The whole event really made me think about how much I’ve neglected UltraSparky for a while now, or at least not used it the same way as I once did. that’s all fine and good, because the space is mine to do with as I please, but I guess the point is that I’ve gotten lazy about doing anything with it that I’d like to do.

I started blogging as a way to work on my writing, and it energized me and helped me in ways I wouldn't have guessed. After a couple of years, though, when I found myself in that spot where I was writing out of a certain desperatin to get a grip on my very troubled head and heart, the notion of maintaining this site for pleasure fell by the wayside. When I got my self back together and got back on track with one extraordinarily special individual who gives me a natural sounding board for my daily musings and whatnot, this site became an occasional chore or memo board.

As Charlie and I kept saying last night, we still have plenty of stories left to tell (and plenty of stories left to experience) but maybe we just need to remind ourselves once in a while that there's some payoff of some kind or another in making the effort to tell them now and again.

Geek Lashes Out

I was too lazy last week to mention how much this Times article struck a chord with me, but it certainly gave me a moment to feel grateful that someone, somewhere paused to acknowledge the plight of the friendly nerd. I happily dispense technical advice on a regular basis, since I feel like most stuff I know isn't that hard for people to work out once they're given a little direction. I’m occasionally stunned, though, by certain questions that seem to appear out of nowhere from the shadowy, distant time before computers were an everyday thing.

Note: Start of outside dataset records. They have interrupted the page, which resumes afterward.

PR #1634, opened 2022-06-15
feat: adds links to block explorer in webhook messages

hughy:
## Summary
- hyperlinks block header hash hex string and transaction hash hex string to
  block explorer
- changes message in transaction success to indicate transaction created, but
  pending
## Testing Plan
created discord server and webhook, tested messages with local pool
## Breaking Change

```
[ ] Yes
[X] No
```

### DIFF
--- a/ironfish/src/mining/webhooks/webhookNotifier.ts
+++ b/ironfish/src/mining/webhooks/webhookNotifier.ts
@@ -83,6 +83,6 @@ export abstract class WebhookNotifier {
       return `\`${hashHex}\``
     }
 
-    return `[${hashHex}](${explorerUrl + hashHex})`
+    return `${explorerUrl + hashHex}`
   }
 }
--- a/ironfish/src/mining/webhooks/webhookNotifier.ts
+++ b/ironfish/src/mining/webhooks/webhookNotifier.ts
@@ -7,6 +7,8 @@ import { createRootLogger, Logger } from '../../logger'
 import { displayIronAmountWithCurrency, ErrorUtils, oreToIron } from '../../utils'
 import { FileUtils } from '../../utils/file'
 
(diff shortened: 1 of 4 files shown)


deekerno (approved):

ironfish/src/mining/webhooks/webhookNotifier.ts
```diff
@@ -7,6 +7,8 @@ import { createRootLogger, Logger } from '../../logger'
 import { displayIronAmountWithCurrency, ErrorUtils, oreToIron } from '../../utils'
 import { FileUtils } from '../../utils/file'
 
+const BLOCK_EXPLORER_URL = 'https://explorer.ironfish.network'
```
NullSoldier, line 10: Can we open an other PR after this to run these types of things from the config? Remember that some users have custom block explorers and need to customize these settings to point at their custom infrastructure. It's probably best to pass this down into the constructor from the config when the notifiers / pools are created.

ironfish/src/mining/webhooks/webhookNotifier.ts
```diff
@@ -62,4 +77,12 @@ export abstract class WebhookNotifier {
       `Error while sending payout transaction: ${ErrorUtils.renderError(error, true)}`,
     )
   }
+
+  private renderHashHex(hashHex: string, explorerUrl: string | null): string {
+    if (explorerUrl == null) {
+      return `\`${hashHex}\``
+    }
+
+    return `[${hashHex}](${explorerUrl + hashHex})`
```
NullSoldier, line 86: Does this work in discord? Where does this work?

hughy: Works with Discord, but not with Lark. I'll change it to use just the URL

NullSoldier (approved):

A regular reader of this site (I’m sorry to use you as an example, because I’m not mad or anything, but it's just a good example) wrote me this morning to ask about the "Hello" message that came from me (or rather, came in an e-mail with my address in the header). He said he didn't seem to have the right software to open up the .scr file attached to the message, and he was wondering what I e-mailed because there was no explanation. Strangely enough, the MyDoom mail that dissipated after the last couple of weeks suddenly started flooding my inbox again. Sigh.

Kids, be careful out there, and pay a little more attention. Nerds can only do so much to help if you're not trying on your own.

(P.S.: I don't want to do too much Mac-user gloating, as that may only invite karmic retribution, but I’m willing to point to others doing so as they address this problem in this thread from the Apple support forum.)